## Material shown
PR #797, opened 2024-05-13
Support parameterized swift-testing tests

plemarquand:
Swift-testing emits a `test` event at the beginning of a test run that enumerates all the parameterized test cases to be executed.

This patch waits for the `test` event and then generates `vscode.TestItem`s for each parameterized test execution, parenting them to their test. Then when we recieve a `runStarted` event we enqueue all the tests along with the newly created parameterized `TestItem`s.

Before a new test run starts we remove the existing parameterized `TestItems` so we can regenerate them, as there may be a different number of parameterized tests run with every execution.

### DIFF
--- a/src/TestExplorer/TestParsers/SwiftTestingOutputParser.ts
+++ b/src/TestExplorer/TestParsers/SwiftTestingOutputParser.ts
@@ -1,3 +1,4 @@
+import * as vscode from "vscode";
 import * as readline from "readline";
 import { Readable } from "stream";
 import {
@@ -6,6 +7,7 @@ import {
     WindowsNamedPipeReader,
 } from "./TestEventStreamReader";
 import { ITestRunState } from "./TestRunState";
+import { TestClass } from "../TestDiscovery";
 
 // All events produced by a swift-testing run will be one of these three types.
 export type SwiftTestEvent = MetadataRecord | TestRecord | EventRecord;
@@ -21,7 +23,7 @@ interface MetadataRecord extends VersionedRecord {
 
 interface TestRecord extends VersionedRecord {
     kind: "test";
-    payload: Test;
+    payload: TestSuite | TestFunction;
 }
 
 export type EventRecordPayload =
@@ -43,15 +45,23 @@ interface Metadata {
     [key: string]: object; // Currently unstructured content
 }
 
-interface Test {
-    kind: "suite" | "function" | "parameterizedFunction";
+interface TestBase {
     id: string;
     name: string;
     _testCases?: TestCase[];
     sourceLocation: SourceLocation;
 }
 
-interface TestCase {
+interface TestSuite extends TestBase {
+    kind: "suite";
+}
+
+interface TestFunction extends TestBase {
+    kind: "function";
+    isParameterized: boolean;
+}
+
+export interface TestCase {
     id: string;
     displayName: string;
 }
@@ -76,6 +86,11 @@ interface BaseEvent {
     testID: string;
 }
 
+interface TestCaseEvent {
+    sourceLocation: SourceLocation;
+    _testCase: TestCase;
+}
+
 interface TestStarted extends BaseEvent {
     kind: "testStarted";
 }
@@ -84,11 +99,11 @@ interface TestEnded extends BaseEvent {
     kind: "testEnded";
 }
 
-interface TestCaseStarted extends BaseEvent {
+interface TestCaseStarted extends BaseEvent, TestCaseEvent {
     kind: "testCaseStarted";
 }
 
-interface TestCaseEnded extends BaseEvent {
+interface TestCaseEnded extends BaseEvent, TestCaseEvent {
     kind: "testCaseEnded";
 }
 
@@ -96,7 +111,7 @@ interface TestSkipped extends BaseEvent {
     kind: "testSkipped";
 }
 
-interface IssueRecorded extends BaseEvent {
+interface IssueRecorded extends BaseEvent, TestCaseEvent {
     kind: "issueRecorded";
     issue: {
         sourceLocation: SourceLocation;
@@ -115,6 +130,12 @@ export interface SourceLocation {
 
 export class SwiftTestingOutputParser {
     private completionMap = new Map<number, boolean>();
+    private testCaseMap = new Map<string, Map<string, TestCase>>();
+
+    constructor(
+        public testRunStarted: () => void,
+        public addParameterizedTestCase: (testClass: TestClass, parentIndex: number) => void
+    ) {}
 
     /**
      * Watches for test events on the named pipe at the supplied path.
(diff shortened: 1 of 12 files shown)


adam-fowler:
This doesn't appear to work. SKLSP is returning parameterized tests as `funcName(_ :)`, while swift-testing is expecting `funcName(_:)` which doesn't include the space.

plemarquand:
@adam-fowler sorry I forgot to mention this depends on https://github.com/apple/sourcekit-lsp/pull/1209. For now to test you'd need to build your own sourcekit-lsp with that change included, as it looks like the nightly toolchain builds aren't working.

adam-fowler:
Outside of the fact I can't compile, other issues include I cannot run a test suite that includes a parameterised test, and deleting tests doesn't always delete the test in the test explorer.

src/TestExplorer/TestParsers/SwiftTestingOutputParser.ts
```diff
@@ -155,31 +176,131 @@ export class SwiftTestingOutputParser {
...
+    }
+
+    // Test cases do not have a unique ID if their arguments are not serializable
+    // with Codable. If they aren't, their id appears as `argumentIDs: nil`, and we
+    // fall back to using the testCase display name as the test case ID. This isn't
+    // ideal because its possible to have multiple test cases with the same display name,
+    // but until we have a better solution for identifying test cases it will have to do.
+    // SEE: rdar://119522099.
+    private createTestCaseId(testCase: TestCase): string {
+        return testCase.id === "argumentIDs: nil" ? testCase.displayName : testCase.id;
```
award999, line 191: question: Where does the "argumentIDs: nil" constant come from?

suggestion: Maybe add a comment so we know where we can check to make sure it is in sync

src/TestExplorer/TestParsers/SwiftTestingOutputParser.ts
```diff
@@ -155,31 +176,131 @@ export class SwiftTestingOutputParser {
...
+                    this.parameterizedFunctionTestCaseToTestClass(
+                        testCase,
+                        sourceLocationToVSCodeLocation(item.payload.sourceLocation),
+                        index
+                    )
+                )
+                .flatMap(testClass => (testClass ? [testClass] : []))
+                .forEach(testClass => this.addParameterizedTestCase(testClass, testIndex));
+        } else if (item.kind === "event") {
+            if (item.payload.kind === "runStarted") {
```
award999, line 246: suggestion: again maybe some info about where these payload kinds come from and what they mean

src/TestExplorer/TestRunner.ts
```diff
@@ -53,9 +54,157 @@ export enum TestKind {
...
+        } else {
+            this.queuedOutput.push(output);
+        }
+    }
+}
+
 /** Class used to run tests */
 export class TestRunner {
-    private testRun: vscode.TestRun;
+    // private testRun: vscode.TestRun;
```
award999, line 206: nit: remove commented out code

award999 (commented):
looking good to me

src/TestExplorer/TestParsers/SwiftTestingOutputParser.ts
plemarquand: This is the ID string for parameterized test cases that have unserializable arguments. Its a bit odd for sure, and liable to change in future swift-testing releases. The comment on this function describes the reason.

adam-fowler (commented):
The code all looks good. Couple of minor code nits
Functionality wise:
- If you delete a parameterised test it doesn't delete it from the test explorer
- Parameterized test items don't have a location
- If I ask one of them to run nothing happens. Ideally it would only run the test with that one case. If you can't do that I'm not sure if it is worth it keeping a test item for every case.

src/TestExplorer/TestRunner.ts
```diff
@@ -421,7 +582,6 @@ export class TestRunner {
                 {
                     cwd: testBuildConfig.cwd,
                     env: { ...process.env, ...testBuildConfig.env, SWT_SF_SYMBOLS_ENABLED: "0" },
-                    maxBuffer: 16 * 1024 * 1024,
```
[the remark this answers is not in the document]
plemarquand: Good catch, I removed this while debugging something else and didn't add it back.

We should be able to remove this soon; the next patch that adds coverage support also moves to using Swift Tasks for these calls.

src/TestExplorer/TestParsers/XCTestOutputParser.ts
```diff
@@ -228,6 +229,10 @@ export class XCTestOutputParser {
         runState.failedTest = undefined;
     }
 
+    private sourceLocationToVSCodeLocation(file: string, lineNumber: number): vscode.Location {
```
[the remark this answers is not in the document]
plemarquand: Done

src/TestExplorer/TestRunner.ts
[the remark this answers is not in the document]
plemarquand: I've added it back.

plemarquand:
> If you delete a parameterised test it doesn't delete it from the test explorer

Fixed, the code to prune the test item tree works bottom up and assumed items being pruned would have no children. Added a check to still prune if all children are parameterized test results.

> Tests with named parameters don't run. Looks like SKLSP is giving you the wrong name for the test eg

I couldn't reproduce this, trying on both macOS and in the Linux dev container. What were you seeing? The tests would run/complete but you wouldn't get new parameterized test results in the Test Explorer?

> Parameterized test items don't have a location

This is by design, since results don't really have a "location" per se. The parent TestItem should always be visible in the Test Explorer even scrolling a long list of items, and the tests location remains available off that. Its also a handy way to distinguish if an item in the TestItem hierarchy is a parameterized test result entry or not.

> If I ask one of them to run nothing happens. Ideally it would only run the test with that one case. If you can't do that I'm not sure if it is worth it keeping a test item for every case.

It isn't possible today, but we can look at it for a subsequent PR.

adam-fowler:
> I couldn't reproduce this, trying on both macOS and in the Linux dev container. What were you seeing? The tests would run/complete but you wouldn't get new parameterized test results in the Test Explorer?
> 
Ok. I think this was a symptom of the first issue. I had a function where the parameter didn't have a label and I edited it to include a label for the parameter, but it never deleted the test items and I was still running with those old test items. Your fix for the deletion of test items for parametized test functions fixes this also.

adam-fowler:
> > If I ask one of them to run nothing happens. Ideally it would only run the test with that one case. If you can't do that I'm not sure if it is worth it keeping a test item for every case.
> 
> It isn't possible today, but we can look at it for a subsequent PR.

Can we at least get it to run the test the parameter belongs to

plemarquand:
> > > If I ask one of them to run nothing happens. Ideally it would only run the test with that one case. If you can't do that I'm not sure if it is worth it keeping a test item for every case.
> > 
> > 
> > It isn't possible today, but we can look at it for a subsequent PR.
> 
> Can we at least get it to run the test the parameter belongs to

I can, but I worry having the behaviour change in a subsequent release would be confusing. In the future it would go from running all the test parameters to running the test with just one. 

Tests with parameter types that aren't Codable wouldn't be able to be run individually, and so they'd lose the play button (or rerun the test with all parameters, but I think that'd be even more confusing).

plemarquand:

## Work required
Copy out each line of the listing where the string "seeing" appears.

## Answer area
I couldn't reproduce this, trying on both macOS and in the Linux dev container. What were you seeing? The tests would run/complete but you wouldn't get new parameterized test results in the Test Explorer?
> I couldn't reproduce this, trying on both macOS and in the Linux dev container. What were you seeing? The tests would run/complete but you wouldn't get new parameterized test results in the Test Explorer?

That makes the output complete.